EST-CE L'INJUSTICE DES HOMMES QUI FAIT L'INEFFICACITE DES LOIS OU L'INVERSE ?

F1 - Est-ce l'injustice des hommes qui fait l'inefficacité des lois ou le contraire ?



Le meilleur État [...] est celui où les hommes vivent dans la concorde et où la législation nationale est proté­gée contre toute atteinte. En effet, il est certain que les séditions, les guerres, l’indifférence systématique ou les in­fractions effectives aux lois sont bien plus imputables aux défauts d’un État donné qu’à la méchanceté des hommes. Car les hommes ne naissent point membres de la société mais s’éduquent à ce rôle ; d’autre part les senti­ments humains naturels sont toujours les mêmes1. Au cas donc où la méchanceté régnerait davantage et où le nombre de fautes commises serait plus considérable dans une certaine nation que dans une autre, une conclusion évidente ressortirait d’une telle suite d’événements : cette nation n’aurait pas pris de dispositions suffisantes en vue de la concorde et sa législation n’aurait pas été instituée dans un esprit suffisant de sagesse2.

Spinoza – Traité Politique





Contexte : Spinoza est un philosophe du XVII° siècle, contemporain de Descartes et de Pascal. Nous avons déjà eu un aperçu de sa philosophie en étudiant le texte E2.



Idée principale du texte : Spinoza s'oppose à l'idée que l'injustice des hommes serait naturelle ou volontaire. Pour lui, si les hommes sont méchants, c'est que les institutions sociales, à commencer par la législation, sont mauvaises.



"Le meilleur État [...] est celui où les hommes vivent dans la concorde et où la législation nationale est proté­gée contre toute atteinte."

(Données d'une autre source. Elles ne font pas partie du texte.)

PR #289, opened 2018-10-25
Remove takes deleted from filesystem

mbr4477:
**Depends on common/mr-remove-deleted-takes**

### DIFF
--- a/src/main/kotlin/org/wycliffeassociates/otter/jvm/persistence/repositories/mapping/MarkerMapper.kt
+++ b/src/main/kotlin/org/wycliffeassociates/otter/jvm/persistence/repositories/mapping/MarkerMapper.kt
@@ -13,10 +13,10 @@ class MarkerMapper {
         )
     }
 
-    fun mapToEntity(type: Marker): MarkerEntity {
+    fun mapToEntity(type: Marker, takeFk: Int? = null): MarkerEntity {
         return MarkerEntity(
                 type.id,
-                null,
+                takeFk,
                 type.number,
                 type.position,
                 type.label
--- a/src/main/kotlin/org/wycliffeassociates/otter/jvm/persistence/repositories/mapping/TakeMapper.kt
+++ b/src/main/kotlin/org/wycliffeassociates/otter/jvm/persistence/repositories/mapping/TakeMapper.kt
@@ -19,10 +19,10 @@ class TakeMapper {
         )
     }
 
-    fun mapToEntity(obj: Take): TakeEntity {
+    fun mapToEntity(obj: Take, contentFk: Int = -1): TakeEntity {
         return TakeEntity(
                 obj.id,
-                -1, // Not a valid value. Must be overridden before DB insert
+                contentFk,
                 obj.filename,
                 obj.path.toURI().path,
                 obj.number,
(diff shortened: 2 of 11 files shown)


natibekele (approved):

src/main/kotlin/org/wycliffeassociates/otter/jvm/persistence/repositories/mapping/TakeMapper.kt
```diff
@@ -22,7 +22,7 @@ class TakeMapper {
     fun mapToEntity(obj: Take): TakeEntity {
         return TakeEntity(
                 obj.id,
-                null,
+                -1, // Not a valid value. Must be overridden before DB insert
```
jsarabia: Is there a time when we're mapping and don't have the chunk id?

mbr4477: Mapping from Take to TakeEntity, we do not have the id of the chunk in the context of the mapper. Although the Take does always belong to another chunk, that information is not stored in the Take object.

An alternative solution would be to pass the owning chunk (or even just the id of that chunk) into the mapper function as well and initialize the TakeEntity with that chunk's id. Currently, the chunk id is set in the take repository after the mapper has been called.

jsarabia: I think I prefer passing in the chunk to the mapper

src/main/kotlin/org/wycliffeassociates/otter/jvm/persistence/repositories/mapping/MarkerMapper.kt
```diff
@@ -13,10 +13,10 @@ class MarkerMapper {
         )
     }
 
-    fun mapToEntity(type: Marker): MarkerEntity {
+    fun mapToEntity(type: Marker, takeFk: Int? = null): MarkerEntity {
```
jsarabia, line 16: I'd prefer to have the actual take object passed in, and then use take.id

src/main/kotlin/org/wycliffeassociates/otter/jvm/persistence/repositories/mapping/TakeMapper.kt
```diff
@@ -19,10 +19,10 @@ class TakeMapper {
         )
     }
 
-    fun mapToEntity(obj: Take): TakeEntity {
+    fun mapToEntity(obj: Take, contentFk: Int = -1): TakeEntity {
```
jsarabia, line 22: same as above, require passing in the content

src/main/kotlin/org/wycliffeassociates/otter/jvm/persistence/repositories/mapping/MarkerMapper.kt
mbr4477: There are instances where we have the takeFk, but not the take object itself to pass in. In those instances I think we have the TakeEntity, so we could pass in the TakeEntity instead of just the id, if that would be better.

jsarabia: can you point me to such instances?

mbr4477: Update method of TakeRepository, CollectionRepository, and ChunkRepository. We fetch the entity so we don't overwrite the existing relationship data, but we never have the full object

jsarabia: I suppose these are just more internal private methods anyway

jsarabia (approved):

Rappelons d'abord qu'un État, du point de vue du droit international, se définit comme une entité juridique (une personne morale) dotée d'un territoire délimité par des frontières, une population stable, un ensemble d'institutions souveraines et des relations avec les autres États. Spinoza parle ici du "meilleur État", sous-entendu, du meilleur État possible et non pas de l'État absolument bon en soi. En cela, il s'oppose à des philosophes comme Platon (cf. texte A1) pour qui il est possible d'envisager, sous certaines conditions, un État parfait. Or, nous avons vu à propos du texte E2 (question 7) que, dans l'absolu, seul Dieu, c'est-à-dire la Nature tout entière peut, pour Spinoza, être dit(e) parfait(e). Donc son raisonnement doit se lire de la manière suivante : un État est d'autant meilleur que, 1°) "les hommes vivent dans la concorde" et, 2°) "la législation nationale est proté­gée contre toute atteinte". Examinons ces deux conditions. Premièrement, donc, les hommes peuplant cet État doivent vivre le plus possible dans la concorde (du latin cum cordia, "coeurs unis") et non dans la discorde. Autrement dit, plus les liens sociaux de toute sorte entre les membres de l'État sont solidaires, plus cet État est solide. D'ailleurs "solide" et "solidaire" ont la même racine. Et, comme le dit l'adage latin : concordia civium, moenia civitatum ("la concorde entre les citoyens fait les murailles des Cités"). Apparemment, comme le suggère la présence de la conjonction "et", il y a une seconde condition posée par l'auteur à la solidité de l'État : que l'institution législative soit, elle aussi, le plus solide possible. En réalité, nous allons voir que ces deux conditions n'en font qu'une.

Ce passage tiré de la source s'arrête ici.